# Golf Mk6 rear fog?



## Louis21 (Sep 4, 2007)

Hi everyone, 
A few years ago I found all the information I needed on VWVortex to install a rear fog light on my Mk5 Passat and it works fine ever since. Now a friend asked to help hem to install a rear fog light on his Mk6 Golf 2.0 TDI. Can anyone tell me if there's a good threat to follow on VWVortex; or what the differences are with my Passat (if any)? 

Thanks a lot! 
Louis, in The Netherlands where a rear fog light is mandatory.....


----------



## BsickPassat (May 10, 2010)

http://forums.vwvortex.com/showthread.php?4898893-LED-tail-Install-with-or-without-Rear-Fog. 

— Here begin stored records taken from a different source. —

PR #7356, opened 2024-04-19
Feature: Notification Handler endpoints

alaca:
## Description
This PR adds endpoints for handling notifications for the new `NotificationPlaceholder` component 
https://github.com/impress-org/form-builder-library/pull/8

## Pre-review Checklist


give.php
```diff
@@ -58,6 +58,7 @@
 use Give\Form\Templates;
 use Give\FormBuilder\ServiceProvider as FormBuilderServiceProvider;
 use Give\FormMigration\ServiceProvider as FormMigrationServiceProvider;
+use Give\NotificationsHandler\ServiceProvider as NotificationHandlerServiceProvider;
```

follow the rear fog part of that thread


----------



## Louis21 (Sep 4, 2007)

*Wow, good information!*

Thanks very much for the very fast reply. It really helps me a lot. Now it's time for some studying


----------



## BillTchr (Mar 5, 2002)

If they don't want to go the whole route of getting the left inner Euro-market light cluster, they could just get a red bulb of the same type as the reverse bulb (I forget what number it is, but look around on the internet...most are LEDs, but one or two places carry regular type red bulbs) and stick that in. Works fine...maybe not quite as focused or brilliantly red as the real thing, but it does the job for 5 or 6 dollars instead of 85 or so!


----------



## Louis21 (Sep 4, 2007)

BillTchr said:


> If they don't want to go the whole route of getting the left inner Euro-market light cluster, they could just get a red bulb of the same type as the reverse bulb (I forget what number it is, but look around on the internet...most are LEDs, but one or two places carry regular type red bulbs) and stick that in. Works fine...maybe not quite as focused or brilliantly red as the real thing, but it does the job for 5 or 6 dollars instead of 85 or so!

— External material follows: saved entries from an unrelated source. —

PR #7361, opened 2024-04-23
Refactor: Merge block level attributes

pauloiankoski:
## Description

This pull-request merges all separated attributes we currently have for the levels, their descriptions and defaultValue.

## Affects
Amount block level attribute structure

## Testing Instructions
Remove then re-add the Amount block, then confirm that everything still works as before.

## Pre-review Checklist

-   [ ] Acceptance criteria satisfied and marked in related issue
-   [ ] Relevant `@unreleased` tags included in DocBlocks
-   [ ] Includes unit tests
-   [ ] Reviewed by the designer (if follows a design)
-   [x] [Self Review](https://give.gitbook.io/development-manual/devops/github/code-reviews#self-review) of code and UX completed

…indexing

PR #7364, opened 2024-04-24
Epic: add donation amount level descriptions

JoshuaHungDinh:
Resolves: [GIVE-578]

## Pre-review Checklist

-   [ ] Includes unit tests

### DIFF
--- a/src/FormBuilder/BlockModels/DonationAmountBlockModel.php
+++ b/src/FormBuilder/BlockModels/DonationAmountBlockModel.php
@@ -60,23 +60,22 @@ class DonationAmountBlockModel
     }
 
     /**
+     * @unreleased Changed the return type to an array of OptionsProps
      * @since 3.0.0
      *
-     * @return float[]
+     * @return array ['label' => string, 'value' => string, 'checked' => bool][]
      */
     public function getLevels(): array
     {
-        return array_map(static function($level) {
-            return (float)filter_var($level, FILTER_SANITIZE_NUMBER_FLOAT,FILTER_FLAG_ALLOW_FRACTION);
-        }, $this->block->getAttribute('levels'));
+        return $this->block->getAttribute('levels');
     }
 
     /**
-     * @since 3.0.0
+     * @unreleased
      */
-    public function getDefaultLevel(): ?float
+    public function isDescriptionEnabled(): bool
     {
-        return (float)filter_var($this->block->getAttribute('defaultLevel'), FILTER_SANITIZE_NUMBER_FLOAT,FILTER_FLAG_ALLOW_FRACTION);
+        return $this->block->getAttribute('descriptionsEnabled') === true;
     }
 
     /**
--- a/src/DonationForms/Actions/ConvertDonationAmountBlockToFieldsApi.php
+++ b/src/DonationForms/Actions/ConvertDonationAmountBlockToFieldsApi.php
@@ -56,18 +56,24 @@ class ConvertDonationAmountBlockToFieldsApi
 
             /** @var Amount $amountNode */
             $amountNode = $group->getNodeByName('amount');
-            $defaultLevel = $block->getDefaultLevel() > 0 ? $block->getDefaultLevel() : 10;
             $amountNode
                 ->label($block->getLabel())
-                ->levels(...$block->getLevels())
-                ->allowLevels($block->getPriceOption() === 'multi')
                 ->allowCustomAmount($block->isCustomAmountEnabled())
-                ->fixedAmountValue($block->getSetPrice())
-                ->defaultValue(
-                    $block->getPriceOption() === 'set' ?
-                        $block->getSetPrice() : $defaultLevel
-                )
                 ->rules(...$amountRules);
+
+            $priceOptions = $block->getPriceOption();
+            if ($priceOptions === 'multi') {
+                ['levels' => $levels, 'checked' => $checked] = $this->prepareLevelsArray($block);
+
+                $amountNode
+                    ->allowLevels()
+                    ->levels(...$levels)
+                    ->defaultValue($checked);
+            } else {
+                $amountNode
+                    ->fixedAmountValue($block->getSetPrice())
+                    ->defaultValue($block->getSetPrice());
+            }
 
             /** @var Hidden $currencyNode */
             $currencyNode = $group->getNodeByName('currency');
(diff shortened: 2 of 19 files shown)


rickalday (approved):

Thanks for the suggestion. We were able to buy a regular left inner light unit for 35 euro (50 USD) via Internet (some site similar to Ebay or Craigs List). Also have the light switch with the rear fog light position (22 euro - 30 USD) and the trigger wire. For my own Passat I've bought the Micro Can Interface some years ago and from the Tech-Ross site it seems that it will work on the Golf Mk 6 also. Maybe anyone can confirm that? Suppose I can just try.
Thanks,
Louis


----------



## Louis21 (Sep 4, 2007)

BillTchr said:


> If they don't want to go the whole route of getting the left inner Euro-market light cluster, they could just get a red bulb of the same type as the reverse bulb (I forget what number it is, but look around on the internet...most are LEDs, but one or two places carry regular type red bulbs) and stick that in. Works fine...maybe not quite as focused or brilliantly red as the real thing, but it does the job for 5 or 6 dollars instead of 85 or so!


For the suggestion of a read light bulb - I've tried that with my Passat. I was just in time to switch the light off otherwise the light lense would have been melted!! The red bulbs I bought just produced more heat. So if anyone would go for that option: be warned!

Louis


----------



## Louis21 (Sep 4, 2007)

*Done the job!*

All interested, yesterday evening I installed the rear fog light on the Golf Mk6. I couldn't have done it without the useful information provided by VWVortex, of course.

My findings:
1. Installing the rear inner light unit is a piece of cake.
2. Installing the light switch with an extra position for the rear fog light, adding the trigger wire to the switch, is also easy, 
3. Taking the connectors apart and removing / inserting the wires as guided by the threat was not as difficult as I expected, although space is limited. The trick with the two needles didn't go that smouth for me but using a very small screwdriver helped. When inserting a previous installed wire to a connector it didn't lock as with a newly inserted wire, but I secured from the top with a piece of a match - making sure that while putting the connector in place the wire isn't pushed out again.
4. Finally the computer job. I was directed by the guide to the Centr Electr - 09 box, byte 18. In a previous job on my ' 06 Passat I could check boxes for 1 or 2 reverse lights, and 0, 1 (or 2? don't remember) rear fog lights. Now it was different, it showed a dropdown menu from which you can select an emprom. Didn't know exactly how to change, but when I changed it to the option Golf (K5) - Rest of the World - everything worked as desired! One reverse light, one rear fog light.

Took me about 2 hours all-in. The inner light unit was 35 euro, the switch 20, and the trigger wire close to nothing. When asked two weeks ago, the local dealer started to look worried, offering to start the job, considering an extra switch / separate rear fog light, and suggesting at least a cost of 750 - 1000 euro. So you know why I was very satisfied yesterday evening 
Thanks again!


----------